Finetuning a small BLOOMZ model (bloomz-560m) on a small dataset and with limited resources.
The first step towards finetuning BLOOMZ, was to build the Portuguese question answering dataset, called LegalQA. Then, a dataset of concise and clear prompts were defined for the given task. Finally, the model bloomz-560m was tuned on the dataset of QA prompts resulting in a finetuned model called LegalQA-bloom-560.
pip install -r requirements.txt
The LegalQA dataset was built by extracting text from pdf files downloaded from the Brazilian Internal Revenue Service (Receita Federal) website. In total, five pdf files were parsed resulting in a total of 396 pairs of questions and answers related to five different topics.
The original pdfs can be downloaded from: https://www.gov.br/receitafederal/pt-br/centrais-de-conteudo/publicacoes/perguntas-e-respostas
Then, they can be parsed using the extracttext.ipynb notebook, resulting in the file LegalQA_dataset.csv with the 396 pairs of questions and answers.
Using the LegalQA dataset, a prompt dataset was built by adding natural language instructions to the question answering input. The code that generates the prompt is prepareprompts.ipynb and will result in a json file called prompts.json.
The prompts have the following format:
"Given the question delimited by triple backticks
{question}, what is the answer? Answer: {answer}"
The final steps is to finetune the pretrained bloomz-560m model using the prompts from prompts.json.

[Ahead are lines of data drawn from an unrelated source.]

PR #2800, opened 2023-11-10
[MDS-5605] - migrate common folders into the common package

matbusby-fw:
## Objective

In order to drastically reduce the duplication of code, have refactored all shared redux resources to reside in the common package.

The vast majority of changes are just to how things are imported.  I'll comment where the bigger changes take place.

1. Created a global variable in the common package `REQUEST_HEADER` and update the webpack config in both Core and Minespace to inject this header as a module since this looks different on each system.  
2. Separated out the root reducer(s) into a shared reducer and unique reducers for each frontend
3. Updated jest config to also have the REQUEST_HEADER available
4. Moved constants to common package

[MDS-5605](https://bcmines.atlassian.net/browse/MDS-5605)


services/common/src/@Types/global.d.ts
```diff
@@ -0,0 +1,13 @@
+declare global {
```
matbusby-fw, line 1: This type is to make the REQUEST_HEADER available globally in the common package (it's mapped to each FE's REQUEST_HEADER through their individual webpack configs.

services/common/src/constants/API.js
```diff
@@ -27,7 +27,9 @@ export const MINE_TSF = (mine_guid, mine_tailings_storage_facility_guid) =>
 export const DISTURBANCE_CODES = "/mines/disturbance-codes";
 export const COMMODITY_CODES = "/mines/commodity-codes";
 export const EDIT_TSF_REPORT = "";
-export const MINE_DOCUMENTS = (mine_guid) => `/mines/${mine_guid}/documents`;
+export const MINE_DOCUMENTS = (mine_guid, params = {}) =>
```
matbusby-fw, line 30: Checked the diff on the different api files and combined them

services/common/src/redux/rootState.ts
```diff
@@ -0,0 +1,29 @@
+import { sharedReducer } from "@mds/common/redux/reducers/rootReducerShared";
```
matbusby-fw, line 1: This file provides the typing for the redux stuff in the common package

services/common/src/redux/actionCreators/documentActionCreator.ts
```diff
@@ -1,12 +1,15 @@
...
 import { hideLoading, showLoading } from "react-redux-loading-bar";
-import CustomAxios from "@common/customAxios";
-import { createRequestHeader } from "@common/utils/RequestHeaders";
+
 import { notification } from "antd";
 import { ENVIRONMENT, IMineDocumentVersion } from "@mds/common";
+import { request, success, error } from "@mds/common/redux/actions/genericActions";
+import CustomAxios from "@mds/common/redux/customAxios";
+
+const createRequestHeader = REQUEST_HEADER.createRequestHeader;
```
matbusby-fw, line 12: This is the global `REQUEST_HEADER` being utilized (no import)

services/common/src/redux/reducers/rootReducerShared.ts
```diff
@@ -0,0 +1,67 @@
...
+  securitiesReducer,
+  staticContentReducer,
+  tailingsReducer,
+  userReducer,
+  varianceReducer,
+  verifiableCredentialReducer,
+  workInformationReducer,
+} from "../reducers";
+
+export const sharedReducer = {
```
matbusby-fw, line 35: All shared reducers now reside here in the common package

services/core-web/src/reducers/rootReducer.ts
```diff
@@ -0,0 +1,83 @@
+import { combineReducers } from "redux";
+import { createReducer } from "@common/utils/helpers";
+import mineAlertReducer from "./mineAlertReducer";
+import networkReducer from "./networkReducer";
+import { sharedReducer } from "@mds/common/redux/reducers/rootReducerShared";
+import * as reducerTypes from "@mds/common/constants/reducerTypes";
+import documentReducer from "./documentReducer";
+
+const coreReducer = {
```
matbusby-fw, line 9: Reducers that only existed in Core combined with the shared ones from the common package

services/minespace-web/src/reducers/rootReducer.ts
```diff
@@ -0,0 +1,18 @@
+import { combineReducers } from "redux";
+import authenticationReducer from "@/reducers/authenticationReducer";
+import userMineReducer from "@/reducers/userMineReducer";
+import networkReducer from "./networkReducer";
+import * as reducerTypes from "../constants/reducerTypes";
+import { createReducer } from "@common/utils/helpers";
+import { sharedReducer } from "@mds/common/redux/reducers/rootReducerShared";
+
+const minespaceReducer = {
+  ...sharedReducer,
```
matbusby-fw, line 10: Reducers unique to minespace combined with the shared reducers

services/common/tsconfig.json
```diff
@@ -1,6 +1,6 @@
 {
   // Change this to match your project
-  "include": ["src/**/*", "webpack.config.ts", "types"],
+  "include": ["src/**/*", "webpack.config.ts", "types", "src/@Types/global.d.ts"],
```
matbusby-fw, line 3: Including the new global type for Request Header

services/core-web/webpack.config.ts
```diff
@@ -73,6 +73,9 @@ const commonConfig = merge([
       new HtmlWebpackPlugin({
         template: PATHS.template,
       }),
+      new webpack.ProvidePlugin({
```
matbusby-fw, line 76: This exists for Core and Minespace.  It inserts the REQUEST_HEADER specific to each front end when utilizing it in the common workspace

taraepp (dismissed):
🚀🚀🚀🚀🚀

services/minespace-web/tsconfig.json
```diff
@@ -17,6 +17,7 @@
     "esModuleInterop": true /* Emit additional JavaScript to ease support for importing CommonJS modules. This enables 'allowSyntheticDefaultImports' for type compatibility. */,
     "forceConsistentCasingInFileNames": true /* Ensure that casing is correct in imports. */,
     "strict": false /* Enable all strict type-checking options. */,
+    "strictNullChecks": false,
```
taraepp: hmm, we do have significant bugs that come up because of missed null checks- was this to prevent TS errors about all the pre-existing cases? I think if/when we merge this we'll want to make a ticket to remove the line and fix all the errors.

henryoforeh-dev (dismissed):
Huge effort. Nice work!

services/minespace-web/tsconfig.json
matbusby-fw: Actually, good catch.  That had been added in at one point in the process to test something and I forgot to remove it.  I'll take it out.

henryoforeh-dev (approved):

taraepp (approved):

Check the finetuning code in LegalQABloom.ipynb. The finetuned model was called LegalQA-bloom-560m and can be found in:
https://1drv.ms/u/s!Ai1xbfjwnU1-goRKIAjm5AwwkM2l3w?e=kVvLLW
The quality of the finetuned model was superficially checked by running the code test_finetuned_model.ipynb. The notebook exposes both models, the original bloomz-560m and the finetuned LegalQA-bloom-560m, to the same question. The finetuned model was the only one capable of answering the given question.